Thursday, January 28, 2016

QR Codes on the roofs of building

QR codes on the roofs of buildings could be used for automatic calibration on imagery from aircraft or spacecraft.  If only this QR code linked to machine readable georeferencing information. This is at the Naval Postgraduate School in Monterey, CA.

Image from Google Maps.



Update 2017-May-25:

More info here...

https://wiki.nps.edu/display/NOW/Optical+Signaling
https://www.gearthblog.com/tag/calibration-targets

Thursday, January 21, 2016

HF-AIS... what????

Or rather wat?

http://www.businesswire.com/news/home/20160113005517/en/Advanced-core-AIS-technology-innovation-global-leaders

"advanced DSP core technology which enables an AIS transceiver to reliably and accurately receive and decode every AIS transmission in real time"

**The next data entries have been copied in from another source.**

Issue #413, opened 2017-09-04
Subtractive drawing mode


KoBeWi:
Right now, Gosu supports _:additive_ and _:multiply_ drawing modes. I've been using them extensively recently and I realized something like _:subtractive_ (or _:subtract_) mode, which subtracts color values, would be useful too.

jlnr:
Absolutely. I think it would be even cooler to have the full suite of Photoshop blend modes available (this is from the PDF file format reference, but I think these are the same as in Photoshop):

https://www.adobe.com/content/dam/Adobe/en/devnet/pdf/pdfs/pdf_reference_archives/blend_modes.pdf

I'm not sure how many of them can be implemented with just plain OpenGL; maybe some of them need shaders.

Issue #198, opened 2014-01-22
Feature Request: Create Sample from Array or binary String


runnerpack:
I would like to do some synthesizer experimentation in my favorite language (Ruby) with my favorite game library (you can probably guess... :wink: )

One can already make an Image from a pixel "blob", so why not Samples (and Songs?) from a PCM "blob"?

Not really a priority, but you may as well add it to the ol' ToDo list and work on it when you're bored, right? :wink:

Thanks, jlnr!

runnerpack:
Not that you have to explain yourself, since it's your project, but I'm curious why you removed this from the 1.0 todo list…  (or maybe you did explain your reasoning somewhere and I didn't catch it…)
When I first proposed it, you said it would be easy, and that you were in favor of it *shrug*

jlnr:
I'll explain myself anyway: Gosu 1.0 is mostly about having an API that is "good enough" so that there can be a period of long stability (in retrospect, Gosu 0.7.x should have been 1.0.x, given how long-lived it was). My mental roadmap looked something like this:

1. one 0.x release that fixes some limitations of Gosu::Input (#524 is shaping up to be just that).
2. one 0.y releases that closes all the audio issues (including this one), mostly because #441 is a big change to the audio interface and it seemed reasonable to do it all at once.
3. maybe named arguments in Image#draw etc.

After I ran out of time to push _any_ of these areas forward, I've decided to bump up the version number to 1.0 right after merging #524. So this is not really about de-prioritizing this particular feature (which has been stuck for six years anyway >_<). It's more about admitting that the pace of development is incredibly slow, and that the current version is more stable than its version number indicates.

runnerpack:
That all makes perfect sense.  Thanks for the information!  See you in 2026 ;)

PR #443, opened 2018-03-22
Add Image.draw(options) and tests (and remove draw_rot)

Kjarrigan:
Hi @jlnr ,

sorry for another PR but while looking through ashton and working on my little gosu game I stumbled across some things with the images.... Especially the long argument list bothered me quite a while and now that I know the internals a bit better I just changed it :smile:
Here one general question remains for me - was there a specific reason you coded the other options (e.g. from_text) in the SWIG-File instead of Ruby? The latter is much more compact and keeping the SWIG stuff smaller is a good idea I think. When we drop Ruby < 2.x support we can make this even shorter with the builtin named parameters (which do all kinds of checks like raising if you have a typo in your param name).

Some of the changes in test_helper are stolen from #433 so I'll rebase if either one is merge first (did you have a change looking at the open questions over there?)

The _replace_-blend mode was something which looked important for ashton and wasn't hard to add (and more blend modes are already requested #413) so I thought I just add it.

Finally I added tests for all the things (at least I hope I didn't miss anything - I just looked through libgosu.org/rdoc from top to bottom). To keep the repo small I tried to reuse as many images as possible but maybe I should look for a better image for the retro/tileable-scaling tests.


src/RenderState.hpp
```diff
@@ -37,14 +37,17 @@ struct Gosu::RenderState
         }
     }
     
-    void apply_alpha_mode() const
+    void apply_blend_mode() const
```
Kjarrigan: alpha_blend_mode confused me a bit the first time I looked through the files because you actually change not only the Alpha-Channel, so I renamed it.

test/test_image.rb
```diff
@@ -0,0 +1,205 @@
...
+    win = ScreenshotWindow.draw(100, 100) do |w, h|
+      c = 0xff_ffffff
+      @image ||= Gosu::Image.new(media_path('triangle-50.png'))
+      @image.draw_as_quad(0, 0, c, w, 0, c, w, h, c, w-35, 15, c, 0, :default)
+
+      # BUG: Drawing the quad from bottom to top is buggy (last Vertex is always wrong)
+      # should     4--3
+      # be:       /    \
+      #          1------2
+      @image.draw_as_quad(0, w, c, w, h, c, w-15, h/2, c, 15, h/2, c, 0, :default)
```
Kjarrigan: Not sure about this one - But the one vertex is always off? I tried: 
1-2  | 3-4 | 1-2
4-3  | 1-2 | 3-4

Kjarrigan: Update - might be an Linux thingy. Because thats the only green system on CI - every other platform failed this test (with my wrong image)....

Kjarrigan:
I added `Image.from_blob` - mainly for viewing the blob differences from the CI but I can imagine some cool images/textures could be generated from random strings as well. ( In the spirit of #198 ).

Also a small bugfix discovered by simplecov (the gl_tex_info test was never called)...

Gosu/GraphicsBase.hpp
```diff
@@ -26,7 +26,9 @@ namespace Gosu
         //! to the old color's channels.
         AM_ADD,
         //! The color's channels will be multiplied with each other.
-        AM_MULTIPLY
+        AM_MULTIPLY,
+        //! The color will completly replace the current one.
```
jlnr: *completely

What is this mode good for? I've thought about extending the AlphaMode enum to cover all of [Adobe's blend modes](https://helpx.adobe.com/photoshop/using/blending-modes.html) because I'm familiar with them from Photoshop, but I'm not sure what `AM_REPLACE` could be used for.

ext/gosu/gosu.i
```diff
@@ -658,6 +661,15 @@ namespace Gosu
         std::unique_ptr<Gosu::ImageData> image_data = $self->data().subimage(x, y, w, h);
         return image_data.get() ? new Gosu::Image(std::move(image_data)) : nullptr;
     }
+
+    %newobject from_blob;
+    static Gosu::Image* from_blob(const std::string& blob, int width, int height)
+    {
+        Gosu::Bitmap bitmap(width, height);
+        memcpy(bitmap.data(), &blob[0], width * height * 4);
```
jlnr: Since we know how long `blob` is, we can perform a range check here instead of reading from possibly invalid memory.

lib/gosu/compat.rb
```diff
@@ -101,6 +101,38 @@ def self.from_text(*args)
...
+  alias _draw draw
+  def draw(x, y, z, *args)
+    if args.last.is_a?(Hash)
+      opts = args.pop
+      scale_x = args[0] || opts.fetch(:scale_x, 1)
+      scale_y = args[1] || opts.fetch(:scale_y, 1)
+      color   = args[2] || opts.fetch(:color, 0xff_ffffff)
+      mode    = args[3] || opts.fetch(:mode, :default)
+
+      # Make draw_rot obsolete as the params are bascially the same besides the rotation-specific values
```
jlnr: *basically

rdoc/gosu.rb
```diff
@@ -390,6 +390,18 @@ def self.load_tiles(source, tile_width, tile_height, options = {}); end
     # @return [Image?] an image that represents a portion of the containing image
     def subimage(left, top, width, height); end
 
+    ##
+    # Returns an image from a binary string of packed RGBA values. (e.g. from (Image#to_blob))
+    #
+    # @param blob [String] a string of any length (preferably width * height * 4)
+    # @param width [Ingeger] the width of the resulting image
```
jlnr: *Integer

rdoc/gosu.rb
```diff
@@ -390,6 +390,18 @@ def self.load_tiles(source, tile_width, tile_height, options = {}); end
     # @return [Image?] an image that represents a portion of the containing image
     def subimage(left, top, width, height); end
 
+    ##
+    # Returns an image from a binary string of packed RGBA values. (e.g. from (Image#to_blob))
+    #
+    # @param blob [String] a string of any length (preferably width * height * 4)
```
jlnr: Not just preferably! :)

jlnr: It should mention that this should be a binary string, plus the byte order

src/RenderState.hpp
jlnr: Good point. I guess the whole enum should be named `Gosu::BlendMode` with `BM_ADD` etc. as its members... :/

Gosu/GraphicsBase.hpp
jlnr: (I can think of use cases when drawing into an RGBA buffer; `Gosu::Bitmap::insert` is basically `AM_REPLACE`. But when you are drawing to the screen, you can't replace the destination pixels with translucent pixels.)

test/test_helper.rb
```diff
@@ -35,6 +36,19 @@ def similar?(img, threshold=0.90)
 end
 
 module TestHelper
+  class ScreenshotWindow < Gosu::Window
+    include TestHelper
+
+    def self.draw(w, h)
+      win = new(w,h)
```
jlnr: +space between operators

test/test_helper.rb
```diff
@@ -49,20 +63,48 @@ def skip_on_travis
   end
 
   def skip_on_ci
-    skip if ENV["APPVEYOR"] or ENV["TRAVIS"]
+    skip if runs_on_ci?
+  end
+
+  def runs_on_ci?
```
jlnr: Ruby doesn't usually have an `s` at the end of verbs (e.g. `equal?`). `run_on_ci?`, `on_ci?`, simply `ci?`? Not sure

test/test_image.rb
jlnr: Shouldn't the first parameters be `0, h, c`?

jlnr:
Re `Image.draw(x, y, z, options)`: I like it! The long argument list has been annoying for ten years(!) now, see this discussion thread: https://www.libgosu.org/cgi-bin/mwf/topic_show.pl?pid=14

tl;dr my plan was to build `image.scale(5).rotate(5, 0.5, 0.5).draw(x, y, z)` instead of using an arguments hash. The idea here was to make it clear in which order operations are applied (scale first, rotation afterwards), and also to implement it without any extra object allocations, because Ruby GC pauses used to be a big problem with Gosu.

However, Ruby supports named arguments now, and I don't think it's a good idea to fight the language design. So let's do it!

As for the details: I'm not sure if `:center_x` and `:center_y` shouldn't work even without `:angle`; maybe the presence of `:angle` should only change their default values from 0.0 to 0.5?

What do you think about having `scale:` as a shorthand for `scale_x:` and `scale_y:`? I guess a shortcut for `center:` should also be added for consistency then, even if it seems less useful.

jlnr:
Re: `Image.from_blob`, are you aware of how `Image.new(...)` already supports RMagick images as its input parameter? I've added it for consistency with the `Image(Bitmap)` constructors in the C++ API. But I think `from_blob` is actually much better, because it's much more discoverable, and RMagick has never been a popular companion library for Gosu. So :+1: for an explicit `from_blob` method, but it should use the same code path as the RMagick-based constructor, including the support for float-based RGBA binary strings (I think this might have been added for the TexPlay gem?).

jlnr:
Re: AM_REPLACE, I'm not convinced :) But I do agree with every bit of renaming from AlphaMode to BlendMode.

Kjarrigan:
Ok so many response....Hope I don't miss anything :smile: 

> tl;dr my plan was to build image.scale(5).rotate(5, 0.5, 0.5).draw(x, y, z) instead of using an arguments hash.

Didn't knew that. Definitely a considerable approach - a bit like the ActiveRecord-Relation chaining. This might be possible to add besides the parameter Hash which internally just converts it for the final draw.

> As for the details: I'm not sure if :center_x and :center_y shouldn't work even without :angle; maybe the presence of :angle should only change their default values from 0.0 to 0.5?

You're right. Drawing an image with the given (x,y) as the center rather than the upper-left-corner should be a thing and then the _center_-shortcut makes sense. We could even add a bit of abstraction by providing keywords instead of float numers like center: :middle (or :upperleft, :lowerright, etc.).

> What do you think about having scale: as a shorthand for scale_x: and scale_y:?

Absolutely.

> All kinds of typos....

I'll fix these. I guess I should look to some spell-checking addon for my editor :smile: 

> AM_REPLACE, I'm not convinced

I'm not totally sure how this exactly works as well but Ashton used this quite a lot when combining shaders (and had a hint that it has to be done "manually" because Gosu doesn't support it out-of-the-box). But I guess I just remove it for now until I figure out how all the bits are connected and then re-add it later if needed.

> AlphaMode to BlendMode. + AM_ to BM_

You're right - I'll change them too.

> Re: Image.from_blob, are you aware of how Image.new(...) already supports RMagick images in place of the filename parameter?

Yes and no. Thats what I tried first (in irb while trying to convert by AppVeyor dump to a real image) because I thought the conversion from RMagick to Gosu would use some kind of blob. But something like:

```ruby
Foo = Struct.new :to_blob, :columns, :rows
Image.new(Foo.new(Filebinread('dump'), 100, 100)).save('realimage.png')
```

didn't work :smile: 

> but it should use the same code path as the RMagick-based constructor, including the support for float-based RGBA binary strings (I think this might have been added for the TexPlay gem?).

I'll look into this.

ext/gosu/gosu.i
```diff
@@ -658,6 +658,32 @@ namespace Gosu
         std::unique_ptr<Gosu::ImageData> image_data = $self->data().subimage(x, y, w, h);
         return image_data.get() ? new Gosu::Image(std::move(image_data)) : nullptr;
     }
+
+    %newobject from_blob;
+    static Gosu::Image* from_blob(const std::string& blob, int width, int height)
```
jlnr: If `Gosu::Image` works (because it's default constructible now?), we should always just return images directly instead of working with pointers and `%newobject`.

lib/gosu/compat.rb
```diff
@@ -101,6 +101,70 @@ def self.from_text(*args)
       from_text_without_window(*args)
     end
   end
+
+  alias _draw_rot draw_rot
+  def draw_rot(*args)
+    Gosu.deprecation_message("Image#draw_rot is deprecated in Gosu x.y, use draw with an options hash instead, see https://www.libgosu.org/rdoc/Gosu/Image.html.")
```
jlnr: x.y = 0.14 :)

lib/gosu/compat.rb
```diff
@@ -101,6 +101,70 @@ def self.from_text(*args)
...
+      scale_x  = args[0] || opts.delete(:scale_x) || 1
+      scale_y  = args[1] || opts.delete(:scale_y) || 1
+      color    = args[2] || opts.delete(:color) || 0xff_ffffff
+      mode     = args[3] || opts.delete(:mode) || :default
+      center_x = opts.delete(:center_x)
+      center_y = opts.delete(:center_y)
+
+      # Shorthand for scale_x: scale_y:
+      scale = opts.delete(:scale)
+      scale_x, scale_y = scale, scale if scale
```
jlnr: `scale_x` should override `scale`, not the other way around

lib/gosu/compat.rb
```diff
@@ -101,6 +101,70 @@ def self.from_text(*args)
...
+
+      # Shortcut with symbols
+      center = opts.delete(:center)
+      if center
+        center_x, center_y = if center.is_a?(Symbol)
+          if DRAW_ALIGNMENTS.has_key?(center)
+            DRAW_ALIGNMENTS[center]
+          else
+            raise ArgumentError, "Unknown drawing alignmengt: #{center} should be a float or one of: #{DRAW_ALIGNMENTS.keys.join(', ')}"
```
jlnr: *alignment

lib/gosu/compat.rb
```diff
@@ -101,6 +101,70 @@ def self.from_text(*args)
...
+        else
+          [center, center]
+        end
+      end
+
+      # Make draw_rot obsolete as the params are basically the same besides the rotation-specific values
+      angle = opts.delete(:angle)
+
+      raise ArgumentError, "Unknown options: #{opts.keys} should be either of [angle, center, center_x, center_y, color, mode, scale, scale_x, scale_y]" unless opts.empty?
+      if angle or center_x or center_y
```
jlnr: I don't think it's intuitive that passing `center_x: 0.5` also sets `center_y: 0.5`, but leaving out `center_x` uses `center_y: 0`

jlnr: I still think changing the default value of `center_x`/`center_y` based on the presence of `angle` is more intuitive, if only slightly :)

lib/gosu/compat.rb
```diff
@@ -101,6 +101,70 @@ def self.from_text(*args)
...
+    :up => [0, -1],
+    :upper_right => [1, -1],
+    :left => [-1, 0],
+    :middle => [0, 0],
+    :right => [1, 0.0],
+    :bottom_left => [-1, 1],
+    :bottom => [0, 1],
+    :bottom_right => [1, 1],
+  }
+  def draw(x, y, z, *args)
```
jlnr: I wonder if executing relatively much Ruby code in every `Image#draw` call slows down existing Gosu games. I guess we should release a 0.14.0-pre1 gem this time and rewrite `Image#draw` in C++ if this is really an issue

rdoc/gosu.rb
```diff
@@ -390,6 +390,18 @@ def self.load_tiles(source, tile_width, tile_height, options = {}); end
...
+    # Returns an image from a binary string of packed RGBA values. (e.g. from (Image#to_blob))
+    #
+    # @param blob [String] a binary string with 1 byte per channel and pixel (RGBA) (width * height * 4)
+    # @param width [Integer] the width of the resulting image
+    # @param height [Integer] the height of the resulting image
+    #
+    # @return [Gosu::Image]
+    #
+    # @see Image#to_blob
+    def self.from_text(blob, width, height); end
```
jlnr: *from_blob :)

rdoc/gosu.rb
```diff
@@ -390,6 +390,18 @@ def self.load_tiles(source, tile_width, tile_height, options = {}); end
     # @return [Image?] an image that represents a portion of the containing image
     def subimage(left, top, width, height); end
 
+    ##
+    # Returns an image from a binary string of packed RGBA values. (e.g. from (Image#to_blob))
+    #
+    # @param blob [String] a binary string with 1 byte per channel and pixel (RGBA) (width * height * 4)
```
jlnr: I think I might have added that already - but the old image constructor also supported 4 byte per channel for floating point values, `from_blob` should als officially support it as it doesn't cost us much

rdoc/gosu.rb
```diff
@@ -1038,7 +1050,7 @@ def clip_to(x, y, w, h); end
     #
     # @note Because the returned object is not a true image---it's implemented using vertex buffers and is not backed by a texture---there are restrictions on how it can be used.
     #
-    # @note The width and height of the returned object will be the same values you passed to {record}, regardless of the area you draw on. It is important to pass accurate values if you plan on using {Gosu::Image#draw_as_quad} or {Gosu::Image#draw_rot} with the result later.
+    # @note The width and height of the returned object will be the same values you passed to {record}, regardless of the area you draw on. It is important to pass accurate values if you plan on using {Gosu::Image#draw_as_quad} or {Gosu::Image#draw with an angle set) with the result later.
```
jlnr: The `{braces}` are broken now

src/RenderState.hpp
```diff
@@ -10,10 +10,10 @@ struct Gosu::RenderState
     std::shared_ptr<Texture> texture;
     const Transform* transform;
     ClipRect clip_rect;
-    AlphaMode mode;
+    BlendMode mode;
     
     RenderState()
-    : transform(0), mode(AM_DEFAULT)
+    : transform(0), mode(BM_DEFAULT)
```
jlnr: Can you please update this to `transform(nullptr)` while you're touching this line? Or even better, you can initialize the members inline using `=`

jlnr:
A big PR but definitely the right direction 👍 Time for me to finally fix my own PR :)

lib/gosu/compat.rb
Kjarrigan: You're right. Was a bit confused as I need to call draw_rot if any of the 3 is set because draw doesn't support center so I had to set angle to a default as well but I guess now I got it ;-) but not sure how you came to 

> out center_x uses center_y: 0

all defaulted to 0.5

jlnr: It only defaults to 0.5 when `angle` is given. So:

```ruby
image.draw x, y, z, center_x: 0.5 # => center_y = 0.5 (surprising)
image.draw x, y, z => center_y = 0.0 (OK)
```

lib/gosu/compat.rb
Kjarrigan: Ok my girls are sleeping againg.....So - you're right. Performance might really be an issue here as drawing is done for possibly thousands of things. I use Ruby for over 10 years now and it was always fast enough with pure Ruby code or existing gems but I tend to forget that *this* is not my game but the layer below which should be fast. I'll see if I can imitate what you already did with the other methods supporting options.

jlnr:
Regarding my previous comments on `gosu.i`:

> If Gosu::Image works (because it's default constructible now?), we should always just return images directly instead of working with pointers and `%newobject`.

I take that back :) First, in some cases we need to work with pointers because methods can return `nil` in Ruby. Second, when I remove the pointer, it seems that SWIG generally wraps my method in `new Image(...)` to turn `Gosu::Image` into `Gosu::Image*` anyway, so we might as well keep doing it ourselves.

tl;dr `%newobject Gosu::Image*` is fine :) No need to mess with it.

Kjarrigan:
@jlnr 

Now that the screenshot is gone  (#451) most of this PR could be removed I think, because the "tests" relied on it. So basically only keep the Renaming of AlpaMode -> BlendMode and drop everything else (maybe some of the RDoc fixes too)?

Kjarrigan:
Ok. I can live with a not working windows, because some tests are better than none. I'll rework/rebase it later today and report back!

So... AIS is 2x9600 baud channels.  Today that is like crazy slow, so why is special DSP technology needed?  Seriously?  Why?  No really... I am totally not understanding.  These are 25kHz max channels which is nothing in today's computational landscape.  Even if you decided to do beam steering and create multiple synthetic channels, this really isn't much.  Shine Micro has had the RadarPlusSM1680 for > 7 years with 8 receivers.  I think that uses GNU Radio inside.